The growing sex-offender list can dilute the amount of attention on the most dangerous offenders, said Nora Demleitner, the dean of Hofstra University Law School who studies sentencing. Some sex offenders "tend to be not dangerous at all," she said. "You have them register as sex offenders, so when you're law enforcement, all these people look the same. If you had much more focused sex-offender laws, maybe they would have been bothered to go into the shack" in Mr. Garrido's back yard.
California has been trying to sharpen its focus, but federal and state laws passed in 2006 offer conflicting rules for monitoring sex offenders, Ms. Neeley said.

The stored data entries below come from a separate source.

PR #1745, opened 2026-09-09
M7 per scroll presets

gmDevi:
In one sentence: Anyone with a villa checkout can fit and render the eight 2025-2026 tracks-only scrolls with the right winding count and a usable umbilicus on the first try, from one JSON override per scroll instead of a day of reverse-engineering Scroll 1's defaults.

One real example: Starting with the PHerc0358 tracks dataset (dl.ash2txt.org/datasets/spiral_datasets/PHerc0358/20250821151737, slices 8000-9500) and the estimated umbilicus in configs/scrolls/umbilici/PHerc0358.json, I ran fit_spiral with the overrides that configs/scrolls/PHerc0358.json encodes (tracks only, 100 windings, 30k steps), and it produced a fitted mesh with 50.4% of track points satisfied whose windings render as clean continuous sheets; a second band (slices 9500-11000) with the same preset gave 47.4% and the same clean renders.

Before: The fitter's defaults are Scroll 1's (130 windings), and none of the 2025-2026 track-ready scrolls ships an umbilicus or a winding count. A first fit of PHerc0358 or PHerc0257 either exported windings outside the papyrus or fitted against nothing, the two silent traps documented in 
ScrollPrize/villa#1736, and each scroll cost a day of trial fits to find its count and a hand-estimated umbilicus.

After this PR: configs/scrolls/<scroll>.json carries the tracks-only switches and the validated winding count for PHerc0125 (90), PHerc0826 (70), PHerc0211 (90), PHerc0257 (90), PHerc0358 (100), PHerc0813 (80) and PHerc0191 (100); configs/scrolls/umbilici/ carries estimated umbilicus control points (level-0 voxel coordinates) for the six scrolls without a published one (PHerc0191, 0257, 0268, 0358, 0800, 0813). Presets load through Config(overrides=...), umbilici through json_umbilicus_z_to_yx, and the README gets the merge one-liner plus a provenance table.

[...]

PR #1830, opened 2026-09-19
spiral-fitting: let spiral-scroll.json carry the scroll's winding count

rodriguescarson:
**In one sentence:** A dataset's `spiral-scroll.json` can now say how many windings the scroll has, and the fitter uses that instead of Scroll 1's 130 unless you override it.

**One real example:** Starting with PHerc0191 (volume 20250821151635, slices 11600-12400), I fitted the same window with the winding count at 90 and again at 45. The two fits produced identical surfaces (45 of 45 windings matching at offset 0, median distance 0.00 voxels), and the export stopped at whichever count I'd set: 415.63 cm2 of surface against 99.79. So this value decides how far out the fit exports, and it has to be right per scroll. That fit ran on villa 757f70c0, before this change, so it shows why the value matters rather than this PR's own output.

**Before:** `shell_outer_winding_idx` and `model_gap_expander_num_windings` default to 130, Scroll 1's count. On a scroll with fewer windings, any fit that forgets to override both exports windings outside the papyrus. The count for each scroll lives in people's shell history.

**After this PR:** Add `"num_windings": 90` to the dataset's `spiral-scroll.json` and both the headless CLI and the Spiral panel's defaults (and presets) pick it up. `FIT_SPIRAL_CONFIG_OVERRIDES` and panel edits still win. It's deliberately not one of the scroll-owned keys, since the count is a hypothesis people tune. Capacity only goes up when the count wouldn't fit.

**Proof:** 12 new tests in `tests/test_scroll_spec_num_windings.py` (parsing and validation, the defaults, override precedence, and the panel catalog, including that the service's own copy isn't mutated). They pass on Python 3.14, and the file fails to import on unpatched main. The existing `test_config.py`, `test_input_toggles.py` and `ScrollSpecTests` still pass (41 tests together).

I want this because the results are good. I've been working on this day and night, and the boundaries look better and I can see clearly. Paul suggested exactly this on #1745, and I'm not proposing a count for any scroll here.

Not ticked: the PHerc0191 example above ran before this change, so it isn't this PR's own output.

## Details

Files: `fit_session.py` (the `ScrollSpec.num_windings` field, validation, and `scroll_spec_config_defaults`), `fit_spiral.py` (CLI: Python defaults, then the scroll, then env overrides), `spiral_service.py` (`configuration_catalog` overlays defaults and presets), `README.md` (documents the key), and the new test file. It adds no winding count for any scroll.

AI-assisted: written with Claude Code, reviewed by me. https://claude.ai/code/session_01WXWShsy16D6vxiaYnQLpJ4


rodriguescarson:
Ran this PR on real data. PHerc0826 (z 6528 to 7328, tracks and normals only, 300 steps), the same fit twice with identical config overrides and no winding override: once on this branch (`de41bfb`) with `"num_windings": 90` in `spiral-scroll.json`, once on its base (`b1ef996e`) with no count.

| | stored `shell_outer_winding_idx` | `flatten_spiral_checkpoint` reconstruction | windings in the written mesh |
|---|---|---|---|
| this branch | 90 | `reconstructing windings 10..90` | 81 |
| base | 130 | `reconstructing windings 10..130` | 121 |

The 121-winding export is the silent default this PR removes when a dataset carries its count. Logs, specs, overrides and the harness: https://github.com/rodriguescarson/eligible-scroll-atlas/tree/main/artifacts/hecate-3d (`fit_*.log`, `export2_*.log`, `export_meta_*.json`).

Under its law, California has chosen to use a program called Static 99, which categorizes sex offenders based on their likelihood to reoffend. To predict risk, it looks at things like the nature of the crime, the offender's relationship with the victim and whether the offender has been able to form long-term intimate relationships. But the system hasn't been introduced by most local jurisdictions for those convicted before 2007.
Provisions in the federal Adam Walsh Act aim to move monitoring in the opposite direction, so that it's based solely on an offender's type of conviction, not on a complex assessment of risk.
That's problematic, said Jill Levenson, an associate professor at Lynn University in Florida who studies sex-offender registries, since it "overestimates risk for most people, and underestimates risk for people who pleaded down," or struck plea deals by admitting to lower-level crimes.
Now, the state Sex Offender Management Board is recommending that California forgo some federal funds and not adopt the law, which would add to the number of crimes requiring registration.
"There is no available evidence to indicate that expanding California's list of registerable crimes would promote public safety," the board wrote in a recommendation, noting the federal law would create at least $32 million in costs to the attorney general's office and law-enforcement agencies without improving the system.